Investigators in the first human trial of a MERS-CoV candidate report strong immune responses and no serious adverse events, advancing the vaccine candidate to phase 1/2a and phase 2 trials.
Investigators on the first human trial of a vaccine candidate for Middle East respiratory syndrome coronavirus (MERS-CoV) indicate that the vaccine was well-tolerated and induced a strong immune response with no serious adverse events.
In 2019 the US Centers for Disease Control and Prevention (CDC) placed emerging coronaviruses—including MERS-CoV—on its list of list of the top 8 zoonotic diseases of most concern in the United States. Since the virus was first identified in 2012, there have been 2449 confirmed cases of MERS-CoV and 845 associated deaths in 27 countries according to the World Health Organization (WHO), making the disease a priority in vaccine and therapeutic research. In a recent study published in The Lancet Infectious Diseases, investigators detail the first human trial of the GLS-5300 MERS-CoV DNA vaccine candidate.

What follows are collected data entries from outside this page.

PR #2778, opened 2024-08-13
Add BannedApiAnalyzers to prevent use of ClaimsIdentity constructors

pmaytak:
Add [BannedApiAnalyzers](https://github.com/dotnet/roslyn-analyzers/blob/main/src/Microsoft.CodeAnalysis.BannedApiAnalyzers/BannedApiAnalyzers.Help.md) to prevent use of ClaimsIdentity constructors and enforce use of CaseSensitiveClaimsIdentity, which makes claims retrieval consistent. 

The disallowed definitions are contained in BannedSymbols.txt. There is no wildcard to include all constructors for a type, so each one has to be added.

If a banned member is used, the following error is thrown:
`RS0030	The symbol has been marked as banned in this project, and an alternate should be used instead.`


keegan-caruso (approved):

jennyf19 (approved):
:shipit:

The study included 75 healthy adults aged 18 to 50 years, who were enrolled in a phase 1, open-label, single-arm, dose-escalation study of GLS-5300 done at the Walter Reed Army Institute for Research (WRAIR) Clinical Trials Center from February 17, 2016, to July 22, 2016. GeneOne Life Science Inc. and Inovio Pharmaceuticals co-developed the vaccine candidate.
“Our phase 1 trial with WRAIR, as a first-in-man study, was planned to primarily evaluate the safety of GLS-5300 and to determine if vaccines mounted immune responses,” explained study co-author, Christine C. Roberts, PhD, in an interview with Contagion®. Roberts explained that a prior pre-clinical study showed that following challenge with MERS-CoV, un-vaccinated rhesus monkeys developed disease and pneumonia, whereas rhesus monkeys vaccinated with GLS-5300 were protected and did not show any clinical or radiographic signs of pneumonia.

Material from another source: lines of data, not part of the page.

PR #3443, opened 2026-04-10
Add DPoP (RFC 9449) proof creation and server-side validation

MZOLN:
## Summary

PBI 3549154: Implement dPoP validation primitives in Wilson
 
Adds `Microsoft.IdentityModel.Dpop` — a new package implementing DPoP (Demonstrating Proof-of-Possession) per [RFC 9449](https://www.rfc-editor.org/rfc/rfc9449.html). 

Provides both client-side proof creation and server-side proof validation with no `System.Net.Http` dependency.
 
 ## What's included
 
 **Core types:**
 - `DPoPProof` — client-side: creates signed DPoP proof JWTs with `htm`, `htu`, `iat`, `jti`, `ath`, and optional `nonce` claims
 - `DPoPProofValidator` — server-side: validates DPoP proofs per RFC 9449 §4.3 (all 12 steps), returns structured `DPoPValidationResult`
 - `DPoPValidationOptions` — configurable algorithms, lifetime, clock skew, nonce, and `IJtiReplayCache` plug-in
 - `DPoPValidationResult` — sealed result type with factory methods (`Success`, `Failed`, `NonceRequired`)
 
 **Interface:** `IJtiReplayCache` — plug-in point for jti-based replay detection
 
 ## Design decisions
 
  - **Replay protection is layered:** `iat` freshness (MUST per RFC) is always enforced; `nonce` (MAY) and `jti` tracking ("can") are opt-in via `ExpectedNonce` and `JtiReplayCache`
 - **`ath` uses ASCII encoding** with strict `EncoderFallback.ExceptionFallback` per RFC 9449 §4.2
 - **JWK thumbprint** strips `Alg`, `Kid`, `Use` per RFC 7638 §3.2 (only required members)
 - **`DPoPProofValidator` is virtual** 
  
 ## Multi-TFM support
 
 Targets `$(SrcTargets)` from `common.props`. Uses `#if` guards matching Wilson conventions:
 - `#if NET6_0_OR_GREATER` — `SHA256.HashData`, `RandomNumberGenerator.Fill`
 - `#if NET` — `CryptographicOperations.FixedTimeEquals`
 - `#if NET8_0_OR_GREATER` — `TimeProvider`
 
  - **`JsonWebKey.RepresentAsAsymmetricPublicJwkForDpop()`**: RSA branch was including `Alg`, `Kid`, `Use` in the JWK — these must be excluded per RFC 7638 §3.2 for 
correct thumbprint computation
 
 ## Tests
 
 47 tests covering all RFC §4.3 validation steps, edge cases (expired proof, wrong algorithm, symmetric key rejection, private key detection, replay cache, RSA + EC keys,
 nonce handling). Tests excluded on `net462` (`#if !NET462`) due to missing `ECCurve`/`RSA.Create(int)` APIs.
 
 ## Code quality
 
 - `PublicAPI.Shipped.txt` / `PublicAPI.Unshipped.txt` with per-TFM files (no RS0016 suppression)
 - `GlobalSuppressions.cs` with targeted member-level suppressions (CA1031, CA2227, CA1805)
 - `CancellationToken` forwarded end-to-end through `ValidateTokenAsync`
 - XML doc comments on all public members

PBI 3549154: Implement dPoP validation primitives in Wilson


src/Microsoft.IdentityModel.Dpop/Microsoft.IdentityModel.Dpop.csproj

Volunteers in the study received 3 doses of GLS-5300—an initial dose followed by 2 additional doses at 1 month and 3 months following the initial dose. The patient follow-up occurred 1 year following receipt of the final dose. Three groups of 25 participants were given either 0.67 mg, 2 mg, or 6 mg of GLS-5300. Injection site reactions were reported by 70 participants, with lesser-reported adverse events including headache and fatigue, which were commonly mild. After receiving 2 vaccinations, more than 85% of study participants exhibited a detectable immune response to MERS-CoV, which continued through 1 year of follow-up. In addition, investigators detected neutralizing antibodies in 34 out of 68 participants.
The study team highlights the importance of their findings for military personnel deployed in the Middle East and South Korea, areas where MERS-CoV is endemic and which have seen largest outbreaks of the virus.
“GeneOne is collaborating with the International Vaccine Institute in an ongoing Phase 1/2a of the GLS-5300 MERS DNA vaccine conducted in South Korea, one of the countries most affected by MERS in the past,” said Roberts of the next stage of research for the vaccine candidate. “This study is evaluating intradermal administration of the vaccine and to determine if lower doses can be used with this alternate dosing strategy. Additionally, our vaccine co-development partner, Inovio Pharmaceuticals, is planning a Coalition for Epidemic Preparedness Innovation-funded phase 2 trial of the vaccine to be conducted in the Middle East.”